[WHAT TO PRODUCE]: Under no circumstances alter the records; copy each one exactly.

[RECORDS SUPPLIED]:

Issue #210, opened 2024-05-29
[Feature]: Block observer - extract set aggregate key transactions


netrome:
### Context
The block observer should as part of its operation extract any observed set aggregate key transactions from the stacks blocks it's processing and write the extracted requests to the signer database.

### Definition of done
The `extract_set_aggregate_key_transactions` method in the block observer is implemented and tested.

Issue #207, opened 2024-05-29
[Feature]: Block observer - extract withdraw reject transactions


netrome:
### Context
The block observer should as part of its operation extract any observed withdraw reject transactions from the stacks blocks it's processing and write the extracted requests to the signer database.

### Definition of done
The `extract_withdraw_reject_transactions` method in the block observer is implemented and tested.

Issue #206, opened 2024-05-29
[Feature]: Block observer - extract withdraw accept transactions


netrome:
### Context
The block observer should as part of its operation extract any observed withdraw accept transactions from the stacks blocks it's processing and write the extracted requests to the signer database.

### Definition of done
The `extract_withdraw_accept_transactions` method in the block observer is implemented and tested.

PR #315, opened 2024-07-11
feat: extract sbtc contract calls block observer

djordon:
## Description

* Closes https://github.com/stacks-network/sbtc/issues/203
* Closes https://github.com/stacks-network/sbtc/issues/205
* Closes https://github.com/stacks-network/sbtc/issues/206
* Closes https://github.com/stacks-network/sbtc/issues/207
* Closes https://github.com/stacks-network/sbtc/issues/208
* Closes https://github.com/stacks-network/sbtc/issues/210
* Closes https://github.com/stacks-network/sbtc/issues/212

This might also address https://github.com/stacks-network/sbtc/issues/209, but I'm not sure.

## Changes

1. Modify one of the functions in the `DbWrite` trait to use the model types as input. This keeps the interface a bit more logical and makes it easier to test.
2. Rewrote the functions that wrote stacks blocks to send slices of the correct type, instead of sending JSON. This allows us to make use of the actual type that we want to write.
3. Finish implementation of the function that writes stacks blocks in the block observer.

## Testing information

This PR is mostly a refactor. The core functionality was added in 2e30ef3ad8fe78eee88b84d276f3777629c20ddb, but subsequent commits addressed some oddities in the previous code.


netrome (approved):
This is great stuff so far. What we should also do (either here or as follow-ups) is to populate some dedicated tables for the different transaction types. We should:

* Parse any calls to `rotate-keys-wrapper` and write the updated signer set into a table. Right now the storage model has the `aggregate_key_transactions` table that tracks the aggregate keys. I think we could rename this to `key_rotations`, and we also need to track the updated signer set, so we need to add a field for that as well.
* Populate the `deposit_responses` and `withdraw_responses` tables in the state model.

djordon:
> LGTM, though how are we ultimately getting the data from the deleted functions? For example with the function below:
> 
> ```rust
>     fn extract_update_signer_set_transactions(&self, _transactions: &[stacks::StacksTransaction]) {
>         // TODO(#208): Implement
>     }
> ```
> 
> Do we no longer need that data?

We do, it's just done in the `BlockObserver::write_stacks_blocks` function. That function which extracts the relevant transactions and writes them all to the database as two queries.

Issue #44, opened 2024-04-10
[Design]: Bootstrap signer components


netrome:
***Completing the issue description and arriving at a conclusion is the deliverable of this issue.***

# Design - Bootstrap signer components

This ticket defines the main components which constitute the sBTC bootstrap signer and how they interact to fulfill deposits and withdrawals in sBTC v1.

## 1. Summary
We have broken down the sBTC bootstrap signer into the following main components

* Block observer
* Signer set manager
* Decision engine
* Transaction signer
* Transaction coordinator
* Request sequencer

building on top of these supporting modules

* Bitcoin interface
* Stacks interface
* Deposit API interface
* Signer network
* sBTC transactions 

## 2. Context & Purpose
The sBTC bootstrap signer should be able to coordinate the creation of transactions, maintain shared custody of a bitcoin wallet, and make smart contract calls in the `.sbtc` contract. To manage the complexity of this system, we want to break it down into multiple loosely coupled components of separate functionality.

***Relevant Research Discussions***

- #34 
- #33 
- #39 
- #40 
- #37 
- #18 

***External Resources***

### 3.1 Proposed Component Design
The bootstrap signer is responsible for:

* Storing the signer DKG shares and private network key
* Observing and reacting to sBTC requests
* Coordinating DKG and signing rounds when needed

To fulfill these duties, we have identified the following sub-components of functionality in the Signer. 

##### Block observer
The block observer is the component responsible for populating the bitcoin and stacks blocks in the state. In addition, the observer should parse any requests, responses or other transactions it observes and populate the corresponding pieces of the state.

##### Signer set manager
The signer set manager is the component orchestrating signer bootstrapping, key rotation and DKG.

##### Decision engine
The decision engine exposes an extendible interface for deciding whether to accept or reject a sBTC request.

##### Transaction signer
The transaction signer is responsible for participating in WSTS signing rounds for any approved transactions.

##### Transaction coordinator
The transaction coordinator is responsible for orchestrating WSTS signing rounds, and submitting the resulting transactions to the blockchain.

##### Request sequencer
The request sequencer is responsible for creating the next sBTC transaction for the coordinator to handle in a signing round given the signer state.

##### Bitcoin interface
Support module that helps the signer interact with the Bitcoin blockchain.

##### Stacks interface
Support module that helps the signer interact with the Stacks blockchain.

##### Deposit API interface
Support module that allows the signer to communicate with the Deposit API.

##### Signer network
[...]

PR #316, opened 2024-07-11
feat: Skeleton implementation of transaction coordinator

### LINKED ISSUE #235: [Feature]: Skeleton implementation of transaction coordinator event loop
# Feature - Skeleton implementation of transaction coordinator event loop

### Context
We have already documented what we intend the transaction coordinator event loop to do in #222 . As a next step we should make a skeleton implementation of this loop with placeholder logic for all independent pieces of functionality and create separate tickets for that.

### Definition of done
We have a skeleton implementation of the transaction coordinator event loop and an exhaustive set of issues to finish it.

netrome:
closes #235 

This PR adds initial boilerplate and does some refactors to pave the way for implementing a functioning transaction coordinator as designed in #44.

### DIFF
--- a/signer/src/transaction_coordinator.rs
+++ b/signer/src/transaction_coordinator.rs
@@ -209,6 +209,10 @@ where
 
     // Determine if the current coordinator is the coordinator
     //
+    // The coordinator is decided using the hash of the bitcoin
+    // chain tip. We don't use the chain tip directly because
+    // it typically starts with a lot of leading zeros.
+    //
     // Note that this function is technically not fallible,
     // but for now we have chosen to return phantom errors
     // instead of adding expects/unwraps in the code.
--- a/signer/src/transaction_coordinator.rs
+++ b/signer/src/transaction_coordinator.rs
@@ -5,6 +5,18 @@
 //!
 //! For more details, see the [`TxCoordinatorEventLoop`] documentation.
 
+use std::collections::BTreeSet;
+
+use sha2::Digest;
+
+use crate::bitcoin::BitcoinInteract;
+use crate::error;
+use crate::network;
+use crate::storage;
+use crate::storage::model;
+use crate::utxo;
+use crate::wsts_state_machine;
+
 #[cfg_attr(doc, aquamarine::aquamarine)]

[ANSWER BOX]:
Issue #210, opened 2024-05-29
[Feature]: Block observer - extract set aggregate key transactions


netrome:
### Context
The block observer should as part of its operation extract any observed set aggregate key transactions from the stacks blocks it's processing and write the extracted requests to the signer database.

### Definition of done
The `extract_set_aggregate_key_transactions` method in the block observer is implemented and tested.

Issue #207, opened 2024-05-29
[Feature]: Block observer - extract withdraw reject transactions


netrome:
### Context
The block observer should as part of its operation extract any observed withdraw reject transactions from the stacks blocks it's processing and write the extracted requests to the signer database.

### Definition of done
The `extract_withdraw_reject_transactions` method in the block observer is implemented and tested.

Issue #206, opened 2024-05-29
[Feature]: Block observer - extract withdraw accept transactions


netrome:
### Context
The block observer should as part of its operation extract any observed withdraw accept transactions from the stacks blocks it's processing and write the extracted requests to the signer database.

### Definition of done
The `extract_withdraw_accept_transactions` method in the block observer is implemented and tested.

PR #315, opened 2024-07-11
feat: extract sbtc contract calls block observer

djordon:
## Description

* Closes https://github.com/stacks-network/sbtc/issues/203
* Closes https://github.com/stacks-network/sbtc/issues/205
* Closes https://github.com/stacks-network/sbtc/issues/206
* Closes https://github.com/stacks-network/sbtc/issues/207
* Closes https://github.com/stacks-network/sbtc/issues/208
* Closes https://github.com/stacks-network/sbtc/issues/210
* Closes https://github.com/stacks-network/sbtc/issues/212

This might also address https://github.com/stacks-network/sbtc/issues/209, but I'm not sure.

## Changes

1. Modify one of the functions in the `DbWrite` trait to use the model types as input. This keeps the interface a bit more logical and makes it easier to test.
2. Rewrote the functions that wrote stacks blocks to send slices of the correct type, instead of sending JSON. This allows us to make use of the actual type that we want to write.
3. Finish implementation of the function that writes stacks blocks in the block observer.

## Testing information

This PR is mostly a refactor. The core functionality was added in 2e30ef3ad8fe78eee88b84d276f3777629c20ddb, but subsequent commits addressed some oddities in the previous code.


netrome (approved):
This is great stuff so far. What we should also do (either here or as follow-ups) is to populate some dedicated tables for the different transaction types. We should:

* Parse any calls to `rotate-keys-wrapper` and write the updated signer set into a table. Right now the storage model has the `aggregate_key_transactions` table that tracks the aggregate keys. I think we could rename this to `key_rotations`, and we also need to track the updated signer set, so we need to add a field for that as well.
* Populate the `deposit_responses` and `withdraw_responses` tables in the state model.

djordon:
> LGTM, though how are we ultimately getting the data from the deleted functions? For example with the function below:
> 
> ```rust
>     fn extract_update_signer_set_transactions(&self, _transactions: &[stacks::StacksTransaction]) {
>         // TODO(#208): Implement
>     }
> ```
> 
> Do we no longer need that data?

We do, it's just done in the `BlockObserver::write_stacks_blocks` function. That function which extracts the relevant transactions and writes them all to the database as two queries.

Issue #44, opened 2024-04-10
[Design]: Bootstrap signer components


netrome:
***Completing the issue description and arriving at a conclusion is the deliverable of this issue.***

# Design - Bootstrap signer components

This ticket defines the main components which constitute the sBTC bootstrap signer and how they interact to fulfill deposits and withdrawals in sBTC v1.

## 1. Summary
We have broken down the sBTC bootstrap signer into the following main components

* Block observer
* Signer set manager
* Decision engine
* Transaction signer
* Transaction coordinator
* Request sequencer

building on top of these supporting modules

* Bitcoin interface
* Stacks interface
* Deposit API interface
* Signer network
* sBTC transactions 

## 2. Context & Purpose
The sBTC bootstrap signer should be able to coordinate the creation of transactions, maintain shared custody of a bitcoin wallet, and make smart contract calls in the `.sbtc` contract. To manage the complexity of this system, we want to break it down into multiple loosely coupled components of separate functionality.

***Relevant Research Discussions***

- #34 
- #33 
- #39 
- #40 
- #37 
- #18 

***External Resources***

### 3.1 Proposed Component Design
The bootstrap signer is responsible for:

* Storing the signer DKG shares and private network key
* Observing and reacting to sBTC requests
* Coordinating DKG and signing rounds when needed

To fulfill these duties, we have identified the following sub-components of functionality in the Signer. 

##### Block observer
The block observer is the component responsible for populating the bitcoin and stacks blocks in the state. In addition, the observer should parse any requests, responses or other transactions it observes and populate the corresponding pieces of the state.

##### Signer set manager
The signer set manager is the component orchestrating signer bootstrapping, key rotation and DKG.

##### Decision engine
The decision engine exposes an extendible interface for deciding whether to accept or reject a sBTC request.

##### Transaction signer
The transaction signer is responsible for participating in WSTS signing rounds for any approved transactions.

##### Transaction coordinator
The transaction coordinator is responsible for orchestrating WSTS signing rounds, and submitting the resulting transactions to the blockchain.

##### Request sequencer
The request sequencer is responsible for creating the next sBTC transaction for the coordinator to handle in a signing round given the signer state.

##### Bitcoin interface
Support module that helps the signer interact with the Bitcoin blockchain.

##### Stacks interface
Support module that helps the signer interact with the Stacks blockchain.

##### Deposit API interface
Support module that allows the signer to communicate with the Deposit API.

##### Signer network
[...]

PR #316, opened 2024-07-11
feat: Skeleton implementation of transaction coordinator

### LINKED ISSUE #235: [Feature]: Skeleton implementation of transaction coordinator event loop
# Feature - Skeleton implementation of transaction coordinator event loop

### Context
We have already documented what we intend the transaction coordinator event loop to do in #222 . As a next step we should make a skeleton implementation of this loop with placeholder logic for all independent pieces of functionality and create separate tickets for that.

### Definition of done
We have a skeleton implementation of the transaction coordinator event loop and an exhaustive set of issues to finish it.

netrome:
closes #235 

This PR adds initial boilerplate and does some refactors to pave the way for implementing a functioning transaction coordinator as designed in #44.

### DIFF
--- a/signer/src/transaction_coordinator.rs
+++ b/signer/src/transaction_coordinator.rs
@@ -209,6 +209,10 @@ where
 
     // Determine if the current coordinator is the coordinator
     //
+    // The coordinator is decided using the hash of the bitcoin
+    // chain tip. We don't use the chain tip directly because
+    // it typically starts with a lot of leading zeros.
+    //
     // Note that this function is technically not fallible,
     // but for now we have chosen to return phantom errors
     // instead of adding expects/unwraps in the code.
--- a/signer/src/transaction_coordinator.rs
+++ b/signer/src/transaction_coordinator.rs
@@ -5,6 +5,18 @@
 //!
 //! For more details, see the [`TxCoordinatorEventLoop`] documentation.
 
+use std::collections::BTreeSet;
+
+use sha2::Digest;
+
+use crate::bitcoin::BitcoinInteract;
+use crate::error;
+use crate::network;
+use crate::storage;
+use crate::storage::model;
+use crate::utxo;
+use crate::wsts_state_machine;
+
 #[cfg_attr(doc, aquamarine::aquamarine)]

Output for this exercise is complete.